On November 18, 2016, Kissner Holdings LP (“Kissner”) and its affiliates completed a cross-border Rule 144A/Regulation S offering of $400 million aggregate principal amount of 8.375 per cent senior secured notes due 2022 and entered into a new cross-border asset-based revolving credit facility. Net proceeds of the notes offering and credit facility were applied to redeem existing notes and refinance certain other outstanding indebtedness and to return capital to Kissner’s equity holders.
The notes offering was completed by Jefferies LLC as sole book-running manager.
Headquartered in Overland Park, Kansas, Kissner is a leading, vertically integrated producer of bulk rock salt and packaged specialty de-icing products focused on governmental and commercial customers in the Great Lakes, Great Plains and Midwest and East Coast regions of the United States and Canada. Kissner owns and operates two rock salt mines located in Detroit, Michigan and Lyons, Kansas. The company, which was established more than 130 years ago, is highly differentiated in its industry and one of the most cost-competitive producers and distributors across its markets.
Kissner is owned by Metalmark Capital and Silvertree, a joint venture between Silverhawk Capital Partners and Demetree Salt, LLC, and certain members of the Kissner management team.
Kissner was represented by its in-house legal team led by John Cox, Senior Vice President, Chief Administrative Officer & General Counsel.
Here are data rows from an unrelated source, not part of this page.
PR #465, opened 2018-07-13
typecheck: Resolving crash caused by duplicate bases

justinpark715:
Prompted by crash in `examples/pylint/E0241_duplicate_bases.py`


david-yz-liu:
In general use None sparingly. Here, you could set the attribute to be a list with just the class itself, I think. But check with Simeon

PR #473, opened 2018-07-17
typecheck: Ignore irrelevant operators when doing arithmetic conversion...

simeonkr:
...and initiate support for auto-conversion within assign statements


python_ta/transforms/type_inference_visitor.py
```diff
@@ -408,12 +413,13 @@ def visit_binop(self, node: astroid.BinOp) -> None:
...
 
     @accept_failable
-    def _arithm_convert(self, t1_: type, t2_: type) -> Optional[TypeInfo]:
-        for t1, t2 in [(t1_, t2_), (t2_, t1_)]:
-            if t1 is complex and self.type_store.is_descendant(t2, SupportsComplex):
-                return TypeInfo(complex)
-            if t1 is float and self.type_store.is_descendant(t2, SupportsFloat):
-                return TypeInfo(float)
+    def _arithm_convert(self, op : str, t1_: type, t2_: type) -> Optional[TypeInfo]:
+        if op in ['**', '*', '/', '//', '%', '+', '-']:
```
david-yz-liu: Eh, this is pretty hacky. You should be able to use typeshed to check this in a principled manner:

1. Do the arithmetic conversion, resulting in the general numeric type, say `num`.
2. Do a `_handle_call` on (say) `__add__` with argument types `[num, num]`.

This should result in just a slightly more complex implementation of `visit_binop` and the like---but if you treat `_arithm_convert` as a preprocessing step only, it shouldn't get much more complicated.

PR #477, opened 2018-07-17
typecheck: Move (most) TypeStore initialization to environment visitors

simeonkr:
I don't know if it's possible to move the remaining code (involving `TypeStore`) in `visit_classdef` to `_set_classdef_environment` since it it involves updating `TypeStore` with the inferred types of attribute nodes, but inference happens after environment setup.


david-yz-liu:
@simeonkr I merged this in, however looking at the next block of code, I think that it should _not_ be necessary to update at least the *attributes* in `TypeStore` in the way currently done. Instead:

1. In `_set_classdef_environment`, make sure every name in `node.locals` gets an entry in the type store.
2. In `visit_classdef`, just do a `unify` on the type variable.

But maybe I don't remember what the data format in the typestore is. But basically I'm doubtful of using the fact that the dictionaries store *lists* here, and would rather use `unify`.

simeonkr:
I think the current behaviour is there for consistency between the way `TypeStore` is used in builtins and user-defined classes. For builtins we store the inferred types (all variants) directly in `TypeStore`. Storing attributes as `TypeVars` in `TypeStore` would mean that we would have to make additional calls to `resolve` during every access. Is the problem you are referring to the fact that attributes are stored as list values within the `type_store.classes` dictionary?

PR #479, opened 2018-07-18
typecheck: Infer empty list/set/dict types as polymorphic types

simeonkr:


david-yz-liu:
This is good, but please update the README. Also I'm interested in seeing some tests added here. The old behaviour was *more* permissive than now, so look at code that should now have a type error, whereas before it didn't. E.g.,

```
x = [] # List[TypeVar(T)]
x.append(1)  # T == int
x.append('hi')  # unification error
```

simeonkr:
Do you mean to say that we should no longer support heterogeneous lists (before the inferred type in that example would be `List[Any]`)? Also, we don't have support for list inference based on calls to `append` so I suppose I should test this in another way?

simeonkr:
Calls to `append` are currently not resulting in correct unification. We would need a way to unify the TypeVar that appears in the list argument (say `_T1` in `List[_T1]`) with the fresh TypeVar generated for the call to `append` (say `_T2` in `Callable[[_T2], None]`), via the generic TypeVar in builtins (`_T` in `def append(self, object: _T)`) which rightly so is not unifed against anything. Would you like me to look into this now or after the other issues have been resolved?

david-yz-liu:
You can do that after the other issues, but it's certainly a high priority.

PR #482, opened 2018-07-19
typecheck: Moving lookup_type and types_in_callable to test helper file

justinpark715:


david-yz-liu:
These are definitely the right changes, but I don't think these belong in a separate file. Let's put them with some of the existing (type-checking) test helpers.

justinpark715:
Should we just put then into the custom hypothesis support file?

david-yz-liu:
Yeah, that's alright for now. In the future I'll take a look at the test organization more globally.

PR #489, opened 2018-07-23
typecheck: Adding support for generic type annotations with subscripts

justinpark715:
Prompted by errors raised when running type inference checker on student code for CSC 148, specifically
```
_cars: Dict[str, 'Car']
```

Does not yet support unspecified multi-parameter Tuple annotation, ie. if a variable is annotations as `Tuple`, then it will only unify with single-parameter tuples

### DIFF
--- a/python_ta/transforms/type_inference_visitor.py
+++ b/python_ta/transforms/type_inference_visitor.py
@@ -7,7 +7,7 @@ from typing import CallableMeta, TupleMeta, Union, _ForwardRef
 from astroid.transforms import TransformVisitor
 from ..typecheck.base import Environment, TypeConstraints, parse_annotations, \
     _node_to_type, TypeResult, TypeInfo, TypeFail, failable_collect, accept_failable, create_Callable_TypeResult, \
-    wrap_container, NoType, TypeFailLookup, TypeFailFunction, TypeFailReturn, TypeFailStarred
+    wrap_container, NoType, TypeFailLookup, TypeFailFunction, TypeFailReturn, TypeFailStarred, _gorg
 from ..typecheck.errors import BINOP_TO_METHOD, BINOP_TO_REV_METHOD, UNARY_TO_METHOD, \
     INPLACE_TO_BINOP, binop_error_message, unaryop_error_message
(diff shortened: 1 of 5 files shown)


python_ta/transforms/type_inference_visitor.py
```diff
@@ -195,9 +195,27 @@ def visit_assign(self, node: astroid.Assign) -> None:
...
     def visit_annassign(self, node: astroid.AnnAssign) -> None:
         var_inf_type = self.lookup_typevar(node.target, node.target.name)
-        self.type_constraints.unify(var_inf_type, _node_to_type(node.annotation.name), node)
+        ann_type = self._ann_node_to_type(node.annotation)
+        self.type_constraints.unify(var_inf_type, ann_type, node)
         node.inf_type = NoType()
 
+    def _ann_node_to_type(self, node: astroid.Name) -> type:
+        ann_node_type = _node_to_type(node)
+        if isinstance(ann_node_type, GenericMeta) and ann_node_type.__args__ is None:
```
david-yz-liu: This part should be changed. We tend so use both `Dict` and `dict` as aliases for `Dict[Any, Any]`, so this is how I'd like you to interpret all generic types with missing arguments.

justinpark715: So I did initially have all the generic types set to `Any`, but then I saw #479 and thought that we were now inferring them as polymorphic? Otherwise we could have code such as
```
x: Dict

x = {'Hello', 0}
x = {1, 'Goodbye'}
```

Which would be permitted, even though `x` should be inferred as `Dict[str, int]` after the first assignment?

david-yz-liu:
The difference is that this is an annotation.

justinpark715:
So just to clarify, in the above example, should we allow both assignments to `x`? Or should we make the inferred type of `x` more specific after the first assignment, and then indicate a unification error in the second assignment?

david-yz-liu:
User annotations override all type inference. The example you gave should not result in a type error; rather, the type of `x` should remain as `Dict[Any, Any]` throughout the course of the type-checking.

PR #495, opened 2018-07-24
typecheck: Handle inheritance for generic types properly

simeonkr:
This change allows unification of types like `List[int]` and `Sequence[~_T]`.


david-yz-liu:
@simeonkr I merged this in, but you can submit another PR to unskip that test you added.

PR #496, opened 2018-07-25
typecheck: Fixing type_annotation_checker

justinpark715:
Fixing logic in `for attr_node in node.locals`, was previously raising false positives. Previous type annotation example only checked that missing annotations were pointed out, and variables with correct annotations were also classified as missing annotations. For example, `class_var: int = 0` and `class_var: int` would previously be highlighted as missing a type annotation. 
Also now requires instances variables to be annotated in class body. type_annotation_example edited to provide example


david-yz-liu:
Please give more detail bout the "false positives" that were being raised.

PR #1266, opened 2023-10-21
Added image and site.mds for SuperMini NRF52840 and Waveshare ESP32-S3-Zero

Axeia:
I recently added support for these boards, this should add all the info so they can start showing up on the circuitpython.org website.


makermelissa (approved):
Thanks

PR #1277, opened 2023-11-14
Update Seeed_XIAO_nRF52840_Sense.md

dglaude:
I guess the vendor documentation was corrected as this is the new version of that sensor on https://www.seeedstudio.com/Seeed-XIAO-BLE-Sense-nRF52840-p-5253.html

I was super confuse to read that this board could also `speak through the the microphone`. I guess that was lost in translation.


makermelissa (approved):
Thanks. Yeah, I think the original sentence was a bit unclear even to a native English speaker.

PR #1278, opened 2023-11-14
Title and name entries indicate S3 not C6: espressif_esp32c6_devkitm_1_n4.md

rowsail:
Title and name entries indicate S3 not C6.


makermelissa (approved):
Thanks. Yeah, based on the filename, this change looks correct.

PR #1279, opened 2023-11-15
Update adafruit_metro_rp2040.md

eightycc:
With CircuitPython loaded on this bad boy you get about 15M of flash filesystem space.


dhalbert (approved):
:+1:

PR #1281, opened 2023-11-15
Add missing boards for CP 9.0.0-alpha.4 and CP 9.0.0-alpha.5

makermelissa:
Plus a new Blinka board from this morning...


dhalbert (changes requested):
The Elite-Pi picture is the bottom of the board. Maybe use the top? https://keeb.io/products/elite-pi-usb-c-pro-micro-replacement-rp2040

makermelissa:
Ok, changed.

dhalbert (approved):
Thanks for the new image!

PR #1284, opened 2023-11-21
Add Firebeetle 2 ESP32-S3

bill88t:
Please do take note of the added markdown. I can't test locally.

Mentioning `AXP313A` is pretty important as users will be unable to use the camera without it.

Also, even though the board has a display interface, I did not add the tag `Display`, since it doesn't ship with one.
Meanwhile, for the camera I did add the tag since it ships with a OV2640.


makermelissa (approved):
Thanks for adding. The additional markdown is fine.

PR #1285, opened 2023-11-22
Added TinyC6 and updated a bunch of other images for my boards

UnexpectedMaker:
Added my new TinyC6 to the boards and updated a bunch of board images to their latest versions.


makermelissa (approved):
Thank you for updating. You may want to also update the Bling, Blizzard S3, and TinyWATCH S3 descriptions. I wasn't able to find much info on those.

PR #1289, opened 2023-11-28
Remove adafruit esp32s2 camera

makermelissa:
The `adafruit_esp32s2_camera` has been revised to `adafruit_esp32s3_camera`. However, it still exists in the 8.2.x branch of CircuitPython, so it's possible that it may pop up again if a new 8.x release is made. This will hide it from the search results and if somebody goes to the URL, it will redirect them to the adafruit_esp32s2_camera page. Once CP 9.0 is the stable release, it can be removed.


dhalbert:
I can remove it from 8.2.x. We have several pending changes to 8.2.8, so there will be an 8.2.9 in the not too distant future.

makermelissa:
Ok, let's do that and I'll revise this to remove it.

dhalbert (approved):

PR #1294, opened 2023-12-01
pico_w: update the documentation link

DeadSix27:
The old one is gone so we link to the overall pico(w) documentation page


makermelissa (approved):
Thank you.

PR #1300, opened 2023-12-08
Fix board API output

### LINKED ISSUE #1299: Bad output from Board API
It appears the board api (https://circuitpython.org/api/boards.json) is just taking the boards page html output and putting all of the tags in a json file.

makermelissa:
Fixes #1299. Also, fixed one of the hidden boards' board_url format.


dhalbert (approved):
:+1:

PR #492, opened 2021-07-26
Partly disable appveyor until performance can be improved.

lemmih:
The Appveyor build requires 20-30 minutes to complete which limits feedback on PRs. With caching, it should take no more than 5 minutes to build and test all of `criterion`. Unfortunately, I'm not an expert at configuring Appveyor so we'll rely on GitHub Actions until I figure out the caching issue.


lemmih:
Hm, renaming `appveyor.yml` didn't do the trick.

lemmih:
Hm, it might be the `cargo bench` command that takes most of the build time.

lemmih:
Building + Testing: ~5 minutes.
Benchmarking: 10 minutes.

There are two build configurations so the total time is roughly 30 minutes.

PR #541, opened 2021-12-27
Add a `cargo_criterion_support` feature flag

str4d:
This enables `cargo-criterion` support to be compiled out if it is not required. A compile-time error is added to require that at least one of [`cargo_bench_support`, `cargo_criterion_support`] must be enabled.

### DIFF
--- a/src/lib.rs
+++ b/src/lib.rs
@@ -27,6 +27,11 @@
     )
 )]
 
+#[cfg(not(any(feature = "cargo_bench_support", feature = "cargo_criterion_support")))]
+compile_error!(
+    "At least one of [`cargo_bench_support`, `cargo_criterion_support`] must be enabled"
+);
+
 #[cfg(test)]
 extern crate approx;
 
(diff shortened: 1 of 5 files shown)


src/lib.rs
```diff
@@ -123,6 +131,9 @@ lazy_static! {
             PlottingBackend::None
         }
     };
+}
+#[cfg(feature = "cargo_criterion_support")]
+lazy_static! {
     static ref CARGO_CRITERION_CONNECTION: Option<Mutex<Connection>> = {
         match std::env::var("CARGO_CRITERION_PORT") {
```
str4d, line 138: Currently, when `cargo_criterion_support` is not enabled, `criterion` behaves as if `cargo-criterion` does not exist. It might be useful to check somewhere whether the `CARGO_CRITERION_PORT` env variable is set, and print a warning or error if `cargo_criterion_support` is not enabled. This wouldn't be the right place; it would need to go in the benchmark's `main` function (similar to the previous warnings when `cargo_bench_support` was not enabled).

lemmih:
I'm not sure what we should do about `cargo_bench_support`. The benefits of using `criterion` without `cargo bench` support seem very minor to me. Unless there is a compelling use-case, I think we should keep `cargo_bench_support` as a dummy feature that does nothing.

PR #542, opened 2022-01-02
Fix compile error in iai example

wduminy:


lemmih:
Test failure isn't related to this PR. I will fix it.

PR #543, opened 2022-01-02
Upgrade to clap v3

benesch:
@Lemmih I know y'all sometimes discourage dependency bump PRs, but we'll be running a forked version with this patch @MaterializeInc. Figured I'd toss it up in case it saves you some work.

----

Clap v3 is a new major version of clap with several deprecations and
breaking changes, all of which are addressed within this commit.

### DIFF
--- a/src/lib.rs
+++ b/src/lib.rs
@@ -36,7 +36,6 @@ extern crate approx;
 #[cfg(test)]
 extern crate quickcheck;
 
-use clap::value_t;
 use regex::Regex;
 
 #[macro_use]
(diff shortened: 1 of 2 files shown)


lemmih:
Hi @benesch. I'd love to review the PR for the next major release. Mind targeting the `version-0.4` branch instead of `master`?

benesch:
Awesome, done! 

Out of curiosity, do you have a timeline for the release of v0.4?

lemmih:
> Awesome, done!
> 
> Out of curiosity, do you have a timeline for the release of v0.4?

Q1 of 2022.

lemmih:
Hmm, it seems like some of the new dependencies have an MSRV greater than 1.46. We'll have to consider bumping it for criterion.

benesch:
Ah yeah, looks like os_str_bytes requires Rust 1.52 or greater: https://github.com/dylni/os_str_bytes#rust-version-support

benesch:
Seems like you'd be well within your rights to bump to v1.52 for the next major release of Criterion.rs, per the README!

> Criterion.rs supports the last three stable minor releases of Rust. At time of writing, this means Rust 1.50 or later. Older versions may work, but are not guaranteed.
>
> Currently, the oldest version of Rust believed to work is 1.46. Future versions of Criterion.rs may break support for such old versions, and this will not be considered a breaking change. If you require Criterion.rs to work on old versions of Rust, you will need to stick to a specific patch version of Criterion.rs.

src/lib.rs
```diff
@@ -1009,56 +1008,54 @@ https://bheisler.github.io/criterion.rs/book/faq.html
...
         if matches.is_present("confidence-level") {
-            let num_confidence_level = value_t!(matches.value_of("confidence-level"), f64)
-                .unwrap_or_else(|e| {
-                    println!("{}", e);
-                    std::process::exit(1)
-                });
+            let num_confidence_level = matches.value_of_t("confidence-level").unwrap_or_else(|e| {
+                println!("{}", e);
+                std::process::exit(1)
+            });
```
coolreader18: I think for these you can use `matches.value_of_t_or_exit()`, right?

benesch: Oh yeah, looks like it. @Lemmih I'll leave that to you so I don't accidentally blow away whatever state you might have, unless you want me to make the change.

lemmih: You go ahead.

mati865: ping @benesch

benesch: Ok, done.

vthib:
We'd like to get this change on the next major version of criterion as well, it's the only dependency we have still depending on clap v2

lemmih (approved):

Issue #514, opened 2021-09-24
[feature request] Way to run setup only when benchmark is actually run.


rukai:
Currently I have many benchmarks that look like:

```rust
fn foo(c: &mut Criterion) {
    let setup = do_expensive_setup();

    c.bench_function("foo", move |b| {
        b.iter(|| {
            do_something_with(setup);
        })
    });
}
```

When I run a specific test via `cargo bench foo` then every do_expensive_setup is run regardless of if it is used by foo.

So to solve this issue it would be great if there was some way to run setup code only when the actual benchmark is run.
Maybe something like a `Criterion::bench_function_with_one_time_init`?
https://docs.rs/criterion/0.3.5/criterion/struct.Criterion.html#method.bench_with_input isnt suitable because it still needs the setup to always be run, I need to be to provide a closure so no work is done unless the bench is run.

Edit: Realized that the destructors are being run before moving onto the next bench mark so I removed the complaints about side effects.

rukai:
I'm going to start working on an implementation of this.

rukai:
I no longer believe this is a sensible thing for criterion to support.
criterion should focus on microbenchmarks, but we were trying to use it for high level database benchmarks.
Instead we have started developing our own database benchmarking framework: https://github.com/shotover/shotover-proxy/tree/main/windsock
As such I will close this issue.

PR #556, opened 2022-02-09
bench_with_input now takes an FnOnce instead of raw input

rukai:
closes https://github.com/bheisler/criterion.rs/issues/514

I chose to alter bench_with_input to add this functionality because it can still be used for the original use case by just adding `||` to make the value into a closure.
Having one multipurpose function instead of 2 keeps the API simpler.
It also encourages users to generate their input lazily when possible.
But I dont feel strongly about this and im happy to go for any other design that solves #514 that you might suggest.

Making the input provided to the bench function always mutable is needed so that we can use things like a connection type in the input.
For an example of this you can refer to https://github.com/shotover/shotover-proxy/pull/514/files

### DIFF
--- a/benches/benchmarks/compare_functions.rs
+++ b/benches/benchmarks/compare_functions.rs
@@ -27,18 +27,22 @@ fn fibonacci_fast(n: u64) -> u64 {
 fn compare_fibonaccis(c: &mut Criterion) {
     let mut group = c.benchmark_group("Fibonacci");
 
-    group.bench_with_input("Recursive", &20, |b, i| b.iter(|| fibonacci_slow(*i)));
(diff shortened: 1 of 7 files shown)


rukai:
ci failure is not my problem.

You cant fail ci on clippy lints unless its only running against a pinned rustc version.

rukai:
I no longer believe this is a sensible thing for criterion to support.
criterion should focus on microbenchmarks, but we were trying to use it for high level database benchmarks.
Instead we have started developing our own database benchmarking framework: https://github.com/shotover/shotover-proxy/tree/main/windsock
As such I will close this PR.

Issue #435, opened 2020-08-28
Text is cut off if the terminal width is not large enough


jyn514:
See for example the following output:
```
Benchmarking set allocating: Collecting 100 samples in estimated 5.0539 s (404k itera                                                                                     set allocating          time:   [13.266 us 13.757 us 14.321 us]
                        change: [+25.539% +31.449% +38.019%] (p = 0.00 < 0.05)
                        Performance has regressed.
Found 5 outliers among 100 measurements (5.00%)
  4 (4.00%) high mild
  1 (1.00%) high severe

Benchmarking set without allocating: Collecting 100 samples in estimated 5.0191 s (75                                                                                     set without allocating  time:   [10.939 us 11.464 us 12.067 us]
Found 2 outliers among 100 measurements (2.00%)
  2 (2.00%) high mild
```
The text after 80 columns is cut off completely, instead of being printed normally. This is not at all desired behavior - criterion should print it normally and let the terminal handle word wrapping. In particular this breaks copy pasting since the text is just not there.

lemmih:
Hi @jyn514. I'm not able to reproduce this behavior. For me, the output is wrapped by the terminal. Looking at the code, it appears to be ordinary `println!` and `eprintln!`.

Are you still seeing this behavior with criterion-0.3.5? If so, which terminal are you using?

jyn514:
Yes, I am still seeing this behavior with 0.3.5. I've used several different terminals and run into the same problem - currently I'm using `kitty`, but I think I had the same problem with Konsole.

Maybe this is some interaction between the bench framework and criterion? I'm running this with `cargo bench`.

```
Benchmarking set allocating: Collecting 100 samples in estimated 5.0050 s (2.3M iterat                                                                                      set allocating          time:   [2.8888 us 5.9331 us 9.6853 us]
                        change: [+53.967% +191.08% +338.05%] (p = 0.00 < 0.05)
                        Performance has regressed.
```

jmwill86:
I've just tried this on Mac with the normal terminal and with Kitty and can't replicate this issue. If the terminal window is small enough that that text moves to 2 lines then `print_overwritable` (used here as far as I can see) will replace the second line only.

The desired effect of `print_overwritable` is that it's a temporary message when running bench anyway, so it seems to me that this is by design rather than a bug that it can't be copy and pasted?

jyn514:
[...]

PR #564, opened 2022-03-07
addition of fn print_newline to stop same line behaviour when using c…

jmwill86:
…arriage return then resizing from smaller terminal windows and reset of last_line_len. Plus some formatting caused by rustfmt-preview

### DIFF
--- a/src/report.rs
+++ b/src/report.rs
@@ -1,20 +1,17 @@
-use crate::stats::univariate::outliers::tukey::LabeledSample;
-use crate::{csv_report::FileCsvReport, stats::bivariate::regression::Slope};
-use crate::{html::Html, stats::bivariate::Data};
-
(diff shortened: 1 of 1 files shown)


jmwill86:
Proposed fix for #435

jmwill86:
Just noticed this has been sitting here a while @bheisler? If there's anything I need to do then let me know :+1:

lemmih:
> Just noticed this has been sitting here a while @bheisler? If there's anything I need to do then let me know 👍

It might take a while before this will be reviewed. Could help if you include a summary of the problem (including why it affects some terminals more than others), how your code solves the problem, and if there will be any visible changes other than fixing #435.

bheisler:
Sorry, I haven't had much energy for open source lately.

I'm kind of tired today and perhaps missing something obvious, but could you explain the problem and the solution in more detail? I'm not sure I understand either what the problem is or why this would fix it.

Bennett Jones LLP
acted as Canadian legal counsel to Kissner with a team led by John Mercury
and James McClary and including Will Osler, Paul Barbeau, Steve Gow and Jordan Primeau (capital markets and M&A), Darcy Moch
and Marshall Haughey (tax), Karen Dawson and Noriko Shimura (banking) and Carl Cunningham (employment).
Davis Polk & Wardwell LLP
acted as US legal counsel to Kissner with a team led by John Meade and Derek Dostal and including Joseph Payne, Eugene Baek (capital markets), Joseph Hadley, Hilary Dengel, Mayer Steinman (credit), Kathleen Ferrell (tax), Betty Huber (environmental) and Susan Kennedy (real estate).
White & Case LLP
acted as US legal counsel to Jefferies LLC with a team led by Jonathan Michels and including Roseanne Kross, Emily Donohoe and Matthew Jewitt (capital markets), Ray Simon and Jake Jung (tax), Sylvia Chin and Kenneth Suh (secured lending), Julia Rubin (real estate), Seth Kerschner (environmental), Robin Heszkel (employment), Rebecca Campbell and Andrzej Omietanski (mining) and Amy Bagdasarian (intellectual property).
McCarthy Tétrault LLP
acted as Canadian legal counsel to Jefferies LLC with a team led by Andrew Parker
(capital markets) and that included Richard Higa
and Ian Mak (financial services), Ryan Hornby and Suraj Rammohan (corporate), Heather Meredith (restructuring), Pat McCay and Ryan Walker (tax).